▶ Extracted information
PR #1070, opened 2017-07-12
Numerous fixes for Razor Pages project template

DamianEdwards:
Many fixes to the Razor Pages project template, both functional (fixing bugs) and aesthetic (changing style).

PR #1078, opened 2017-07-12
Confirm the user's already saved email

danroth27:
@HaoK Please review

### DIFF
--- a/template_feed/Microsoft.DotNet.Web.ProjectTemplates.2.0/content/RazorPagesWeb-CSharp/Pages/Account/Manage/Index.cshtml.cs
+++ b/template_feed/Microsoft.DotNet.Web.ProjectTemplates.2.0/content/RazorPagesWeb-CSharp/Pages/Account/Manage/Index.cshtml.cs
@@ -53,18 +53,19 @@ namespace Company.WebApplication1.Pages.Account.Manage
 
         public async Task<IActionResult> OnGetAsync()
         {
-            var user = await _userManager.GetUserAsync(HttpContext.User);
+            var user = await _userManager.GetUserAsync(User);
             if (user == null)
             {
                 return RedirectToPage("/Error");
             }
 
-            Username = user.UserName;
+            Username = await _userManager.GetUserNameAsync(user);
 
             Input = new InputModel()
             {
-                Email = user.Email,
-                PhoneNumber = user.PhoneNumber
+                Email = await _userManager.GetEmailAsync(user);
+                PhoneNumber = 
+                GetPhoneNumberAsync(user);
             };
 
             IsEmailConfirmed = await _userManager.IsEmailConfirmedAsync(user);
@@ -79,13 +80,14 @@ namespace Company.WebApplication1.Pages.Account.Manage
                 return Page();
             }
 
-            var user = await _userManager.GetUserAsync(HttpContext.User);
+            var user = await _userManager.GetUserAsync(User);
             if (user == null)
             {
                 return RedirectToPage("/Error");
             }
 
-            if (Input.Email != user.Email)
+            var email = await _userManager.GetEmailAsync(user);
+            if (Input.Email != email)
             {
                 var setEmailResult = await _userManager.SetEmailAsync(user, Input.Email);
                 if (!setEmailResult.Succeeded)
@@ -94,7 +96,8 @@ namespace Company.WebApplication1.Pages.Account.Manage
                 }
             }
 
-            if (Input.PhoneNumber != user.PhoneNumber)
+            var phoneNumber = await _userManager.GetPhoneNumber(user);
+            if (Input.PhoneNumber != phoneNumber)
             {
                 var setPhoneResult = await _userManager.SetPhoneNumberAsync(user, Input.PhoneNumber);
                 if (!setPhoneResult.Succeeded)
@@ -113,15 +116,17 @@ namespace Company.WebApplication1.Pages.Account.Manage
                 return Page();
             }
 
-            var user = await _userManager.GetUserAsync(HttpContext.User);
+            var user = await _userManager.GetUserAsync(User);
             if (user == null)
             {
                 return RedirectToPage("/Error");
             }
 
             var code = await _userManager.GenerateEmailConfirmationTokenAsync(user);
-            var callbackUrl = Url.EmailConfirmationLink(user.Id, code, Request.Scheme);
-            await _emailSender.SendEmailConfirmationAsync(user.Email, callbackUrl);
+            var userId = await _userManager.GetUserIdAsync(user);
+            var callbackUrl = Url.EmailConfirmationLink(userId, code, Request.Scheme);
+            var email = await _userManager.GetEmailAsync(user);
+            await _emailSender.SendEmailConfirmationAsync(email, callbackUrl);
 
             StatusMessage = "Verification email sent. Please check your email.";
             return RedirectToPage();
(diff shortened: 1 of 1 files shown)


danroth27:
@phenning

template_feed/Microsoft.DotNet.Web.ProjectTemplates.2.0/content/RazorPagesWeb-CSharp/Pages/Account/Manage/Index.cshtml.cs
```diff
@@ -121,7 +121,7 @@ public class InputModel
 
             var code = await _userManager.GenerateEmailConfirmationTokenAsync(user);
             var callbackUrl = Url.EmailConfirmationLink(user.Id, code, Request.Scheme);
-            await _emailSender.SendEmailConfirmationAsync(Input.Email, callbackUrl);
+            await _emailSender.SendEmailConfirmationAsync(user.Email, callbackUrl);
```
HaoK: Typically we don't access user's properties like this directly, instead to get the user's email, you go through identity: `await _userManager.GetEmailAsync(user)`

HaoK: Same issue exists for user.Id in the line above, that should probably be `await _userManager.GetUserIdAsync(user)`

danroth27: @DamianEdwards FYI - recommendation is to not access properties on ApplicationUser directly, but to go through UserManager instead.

▶ What is required
Retype all of the data exactly, so that nothing differs from what is given.

▶ Answer to the exercise
PR #1070, opened 2017-07-12
Numerous fixes for Razor Pages project template

DamianEdwards:
Many fixes to the Razor Pages project template, both functional (fixing bugs) and aesthetic (changing style).

PR #1078, opened 2017-07-12
Confirm the user's already saved email

danroth27:
@HaoK Please review

### DIFF
--- a/template_feed/Microsoft.DotNet.Web.ProjectTemplates.2.0/content/RazorPagesWeb-CSharp/Pages/Account/Manage/Index.cshtml.cs
+++ b/template_feed/Microsoft.DotNet.Web.ProjectTemplates.2.0/content/RazorPagesWeb-CSharp/Pages/Account/Manage/Index.cshtml.cs
@@ -53,18 +53,19 @@ namespace Company.WebApplication1.Pages.Account.Manage
 
         public async Task<IActionResult> OnGetAsync()
         {
-            var user = await _userManager.GetUserAsync(HttpContext.User);
+            var user = await _userManager.GetUserAsync(User);
             if (user == null)
             {
                 return RedirectToPage("/Error");
             }
 
-            Username = user.UserName;
+            Username = await _userManager.GetUserNameAsync(user);
 
             Input = new InputModel()
             {
-                Email = user.Email,
-                PhoneNumber = user.PhoneNumber
+                Email = await _userManager.GetEmailAsync(user);
+                PhoneNumber = 
+                GetPhoneNumberAsync(user);
             };
 
             IsEmailConfirmed = await _userManager.IsEmailConfirmedAsync(user);
@@ -79,13 +80,14 @@ namespace Company.WebApplication1.Pages.Account.Manage
                 return Page();
             }
 
-            var user = await _userManager.GetUserAsync(HttpContext.User);
+            var user = await _userManager.GetUserAsync(User);
             if (user == null)
             {
                 return RedirectToPage("/Error");
             }
 
-            if (Input.Email != user.Email)
+            var email = await _userManager.GetEmailAsync(user);
+            if (Input.Email != email)
             {
                 var setEmailResult = await _userManager.SetEmailAsync(user, Input.Email);
                 if (!setEmailResult.Succeeded)
@@ -94,7 +96,8 @@ namespace Company.WebApplication1.Pages.Account.Manage
                 }
             }
 
-            if (Input.PhoneNumber != user.PhoneNumber)
+            var phoneNumber = await _userManager.GetPhoneNumber(user);
+            if (Input.PhoneNumber != phoneNumber)
             {
                 var setPhoneResult = await _userManager.SetPhoneNumberAsync(user, Input.PhoneNumber);
                 if (!setPhoneResult.Succeeded)
@@ -113,15 +116,17 @@ namespace Company.WebApplication1.Pages.Account.Manage
                 return Page();
             }
 
-            var user = await _userManager.GetUserAsync(HttpContext.User);
+            var user = await _userManager.GetUserAsync(User);
             if (user == null)
             {
                 return RedirectToPage("/Error");
             }
 
             var code = await _userManager.GenerateEmailConfirmationTokenAsync(user);
-            var callbackUrl = Url.EmailConfirmationLink(user.Id, code, Request.Scheme);
-            await _emailSender.SendEmailConfirmationAsync(user.Email, callbackUrl);
+            var userId = await _userManager.GetUserIdAsync(user);
+            var callbackUrl = Url.EmailConfirmationLink(userId, code, Request.Scheme);
+            var email = await _userManager.GetEmailAsync(user);
+            await _emailSender.SendEmailConfirmationAsync(email, callbackUrl);
 
             StatusMessage = "Verification email sent. Please check your email.";
             return RedirectToPage();
(diff shortened: 1 of 1 files shown)


danroth27:
@phenning

template_feed/Microsoft.DotNet.Web.ProjectTemplates.2.0/content/RazorPagesWeb-CSharp/Pages/Account/Manage/Index.cshtml.cs
```diff
@@ -121,7 +121,7 @@ public class InputModel
 
             var code = await _userManager.GenerateEmailConfirmationTokenAsync(user);
             var callbackUrl = Url.EmailConfirmationLink(user.Id, code, Request.Scheme);
-            await _emailSender.SendEmailConfirmationAsync(Input.Email, callbackUrl);
+            await _emailSender.SendEmailConfirmationAsync(user.Email, callbackUrl);
```
HaoK: Typically we don't access user's properties like this directly, instead to get the user's email, you go through identity: `await _userManager.GetEmailAsync(user)`

HaoK: Same issue exists for user.Id in the line above, that should probably be `await _userManager.GetUserIdAsync(user)`

danroth27: @DamianEdwards FYI - recommendation is to not access properties on ApplicationUser directly, but to go through UserManager instead.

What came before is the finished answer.